Dans les processus décadents, il y a une sorte d’effet domino qui ne nécessite aucune prise de conscience mais une certaine inaction. Macri fait semblant d’être une personne avec des manquements culturels : ce qu’un homme détenant beaucoup d’argent et de pouvoir dit lorsqu’il affiche son ignorance, c’est que la culture n’est ni nécessaire ni de grande valeur au royaume de l’argent.

On pouvait lire dans les pamphlets laissés par les bombardiers de La Cámpora à Bahía Blanca, ligne après ligne, la décomposition du langage comme support de la pensée. Il ne s’agissait pas d’un texte régi par une quelconque logique, comme le réclamerait un pamphlet de l’ancien fascisme : les expressions « pour les juges triés sur le volet et le manque de justice » ou « pour les politiciens cyniques et corrompus » précédaient  la demande d’une loi sur l’avortement et pour l’éducation sexuelle. Même absurdité sur la pancarte d’un manifestant à l’Obélisque : « Fin de la tyrannie » était suivie de « Assez d’anarchie ».
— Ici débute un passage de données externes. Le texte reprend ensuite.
PR #905, opened 2023-10-17
Clarified and fixed errors in docstrings of algorithmClient functions…

### LINKED ISSUE #900: Unexpected behaviour algorithm_client.vpn.get_parent_address
algorithm_client.vpn.get_parent_address() returns a list rather than a string which I expected from the name or a dict which the docstring suggests, e.g. I now get this output:
 [{'port': 49167, 'label': '= message_queue', 'ip': 'XXX, 'organization_id': 3, 'task_id': 118, 'parent_id': None},
  {'port': 49168, 'label': '= algorithm_communication', 'ip': 'XXX', 'organization_id': 3, 'task_id': 118, 'parent_id': None},
  {'port': 49169, 'label': '= other_label', 'ip': 'XXX', 'organization_id': 3, 'task_id': 118, 'parent_id': None}]

I would have expected a string with the address in it. We have multiple ports exposed in the docker config file with labels that represent what we see here.

The docstring says the return type is a dict.

Suggestions:
* if this is a bug, then fix
* update the docstring to reflect the expected output, including the keys of the dict part that is returned
* rename the function to something like get_parent_address_info to better reflect that one gets more than just the ip address
* the label, e.g. '= algorithm_communication' seems a bug, I think it should be 'algorithm_communication'

The same applies to the other get_address functions.

bartvanb:
Fix #900

### DIFF
--- a/vantage6-algorithm-tools/vantage6/algorithm/client/__init__.py
+++ b/vantage6-algorithm-tools/vantage6/algorithm/client/__init__.py
@@ -474,9 +474,6 @@ class AlgorithmClient(ClientBase):
 
             return results['addresses']
 
-        # FIXME consider renaming this and similar functions in v5+: users
-        # reported they expected a '{ip}:{port}' string, not a dict - we should
-        # evaluate what is most effective though complete
         def get_parent_address(self) -> dict:
             """
             Get the IP address and port number of the parent of the current
--- a/vantage6-algorithm-tools/vantage6/algorithm/client/__init__.py
+++ b/vantage6-algorithm-tools/vantage6/algorithm/client/__init__.py
@@ -437,8 +437,9 @@ class AlgorithmClient(ClientBase):
             Returns
             -------
             list[dict] | dict
-                List of dictionaries containing the IP address and port number,
-                and other information to identify the containers. If obtaining
+                List of dictionaries containing the IP address and port
+                number(s) of the different communication channels, and
+                additional data to identify them. If obtaining
                 the VPN addresses from the server fails, a dictionary with a
                 'message' key is returned instead.
             """
@@ -470,6 +471,9 @@ class AlgorithmClient(ClientBase):
 
             return results['addresses']
 
+        # FIXME consider renaming this and similar functions in v5+: users
+        # reported they expected a '{ip}:{port}' string, not a dict - we should
+        # evaluate what is most effective though complete
         def get_parent_address(self) -> dict:
             """
             Get the IP address and port number of the parent of the current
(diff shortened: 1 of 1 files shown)


vantage6-algorithm-tools/vantage6/algorithm/client/__init__.py
```diff
@@ -437,8 +437,9 @@ def get_addresses(
             Returns
             -------
             list[dict] | dict
-                List of dictionaries containing the IP address and port number,
-                and other information to identify the containers. If obtaining
+                List of dictionaries containing the IP address and port
+                number(s) of the different communication channels, and
+                additional data to identify them. If obtaining
```
frankcorneliusmartin, line 442: Maybe its good to mention that one algorithm could have multiple addresses and that therefor the additional data is required. Now it still seems a bit vague to me. (Maybe put this in the body and not in the return type)

vantage6-algorithm-tools/vantage6/algorithm/client/__init__.py
```diff
@@ -470,18 +471,22 @@ def get_addresses(
 
             return results['addresses']
 
+        # FIXME consider renaming this and similar functions in v5+: users
+        # reported they expected a '{ip}:{port}' string, not a dict - we should
+        # evaluate what is most effective though complete
```
frankcorneliusmartin, line 476: In that case this function should have an adduitional argument `label` as well.

vantage6-algorithm-tools/vantage6/algorithm/client/__init__.py
frankcorneliusmartin: Same goes for the very similar docstrings

frankcorneliusmartin (changes requested):

vantage6-algorithm-tools/vantage6/algorithm/client/__init__.py
bartvanb: Yes indeed. This was to address a question by Harm that he expected a string to be returned for a function with this name. I can see that the dictionary is bloated now, maybe we can get away with just `ip, port, label` and maybe `node_id` or `organization_id`. But I guess that would also be v5

vantage6-algorithm-tools/vantage6/algorithm/client/__init__.py
bartvanb: Changed them again

vantage6-algorithm-tools/vantage6/algorithm/client/__init__.py
bartvanb: removed this now: the new docstrings should be clear enough on what to expect - and Harm indicated this was the main ponit.

frankcorneliusmartin (approved):
LGTM

PR #908, opened 2023-10-19
Feature/column name endpoint

### LINKED ISSUE #778: [Feature Request] Collect database column names
**Problem description**
It is very useful to share the column names of the databases when creating new tasks via the UI. This is e.g. required for the planned preprocessing tools (#777) but can also be convenient to check between nodes when algorithms require a column name as input.

**Desired solution**

Share column names. Several options:
- Doing this via a small basic algorithm that loads the data from the wrapper. Plus side is it's easy to implement, downside that it takes more time
- Doing this by calling wrapper code. Easy, but can still take time for larger queries
- Doing this over socket
- Creating an API endpoint

bartvanb:
Fix #778

### DIFF
--- a/vantage6-common/vantage6/common/globals.py
+++ b/vantage6-common/vantage6/common/globals.py
@@ -33,3 +33,6 @@ PING_INTERVAL_SECONDS = 60
 # start trying to refresh the JWT token of the node 10 minutes before it
 # expires.
 NODE_CLIENT_REFRESH_BEFORE_EXPIRES_SECONDS = 600
+
+# The basics image can be used (mainly by the UI) to collect column names
+BASICS_IMAGE = 'harbor2.vantage6.ai/algorithms/basics'
--- a/vantage6-common/vantage6/common/globals.py
+++ b/vantage6-common/vantage6/common/globals.py
@@ -35,4 +35,4 @@ PING_INTERVAL_SECONDS = 60
 NODE_CLIENT_REFRESH_BEFORE_EXPIRES_SECONDS = 600
 
 # The basics image can be used (mainly by the UI) to collect column names
-BASICS_IMAGE = 'harbor2.vantage6.ai/algorithms/basics'
+BASIC_PROCESSING_IMAGE = 'harbor2.vantage6.ai/algorithms/basics'
--- a/vantage6-node/vantage6/node/docker/docker_manager.py
+++ b/vantage6-node/vantage6/node/docker/docker_manager.py
@@ -19,7 +19,7 @@ from pathlib import Path
 from vantage6.common import logger_name
 from vantage6.common import get_database_config
 from vantage6.common.docker.addons import get_container, running_in_docker
-from vantage6.common.globals import APPNAME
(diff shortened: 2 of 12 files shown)


vantage6-node/vantage6/node/docker/docker_manager.py
```diff
@@ -654,3 +663,33 @@ def kill_tasks(self, org_id: int,
...
+        Returns
+        -------
+        list[str]
+            List of column names
+        """
+        db = self.databases.get(label)
+        if not db:
+            self.log.error("Database with label %s not found", label)
+            return []
+        if not db['is_file']:
```
frankcorneliusmartin, line 687: sqlite databases are also file-based, not that we use them a lot. But in that case this will not work. Consider checking the type instead.

vantage6-server/vantage6/server/resource/ui/column.py
```diff
@@ -0,0 +1,165 @@
...
+        """
+        data = request.get_json()
+
+        # validate request body
+        errors = column_name_input_schema.validate(data)
+        if errors:
+            return {'msg': 'Request body is incorrect', 'errors': errors}, \
+                HTTPStatus.BAD_REQUEST
+
+        collaboration_id = data.pop('collaboration_id')
```
frankcorneliusmartin, line 118: Why use `pop`? Now you also modify `data` as side-effect?

vantage6-common/vantage6/common/globals.py
```diff
@@ -33,3 +33,6 @@
 # start trying to refresh the JWT token of the node 10 minutes before it
 # expires.
 NODE_CLIENT_REFRESH_BEFORE_EXPIRES_SECONDS = 600
+
+# The basics image can be used (mainly by the UI) to collect column names
+BASICS_IMAGE = 'harbor2.vantage6.ai/algorithms/basics'
```
frankcorneliusmartin, line 38: `BASICS_` is a bit too vague for me. Could we do `BASIC_PROCESSING_IMAGE`, or something in that line?

frankcorneliusmartin (approved):
Only minor changes needed

vantage6-common/vantage6/common/globals.py
bartvanb: Done

vantage6-server/vantage6/server/resource/ui/column.py
bartvanb: Well spotted! At some point, when I was considering a socket event, I changed it to pop so that I could send the rest of the args as data via the socket event (collab id was superfluous there as that would have been the socket room)

bartvanb: So changed it

vantage6-node/vantage6/node/docker/docker_manager.py
bartvanb: I would like to keep this check in case a CSV database points to a non-existing file. But I have also added another check now to ensure that this is only executed for supported data types (i.e. csv and sparql)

Quel genre de discussion pourrait-on tenir avec des personnes qui s’expriment de cette manière ? Ils parlent un nouveau langage, forgé par les fake news, par la guerre juridique, par ceux qui, derrière leurs écrans, mènent une action psychologique ou un terrorisme sanitaire : ce n’est pas le castillan. Il s’agit d’un langage dénué de sens qui reproduit des mots qui sont à leur tour des signifiants de significations imposées par le cocoliche (mélange italien-espagnol) du non-sens.

J’ai lu récemment que les plantes communiquent entre elles grâce à trois niveaux de langage et de deux manières: par les molécules qu’elles libèrent dans l’atmosphère et par les impulsions électriques envoyées par leurs racines. Stefano Mancuso, neurobiologiste spécialiste des plantes à l’université de Florence, a conclu que les plantes ne cessent d’envoyer des messages aux autres plantes sur de potentiels obstacles, même si elles ne sont pas de la même espèce. C’est pourquoi elles sont là depuis 5 millions d’années, et c’est pourquoi nous, les « sapiens », apparus il y a moins d’un demi-million d’années, nous nous inquiétons de notre éventuelle extinction. Notre cerveau, a déclaré M. Mancuso, n’est pas, du point de vue de l’évolution, un avantage mais un inconvénient.

Nos langages sont brisés. Nous devons les réparer ou en inventer de nouveaux.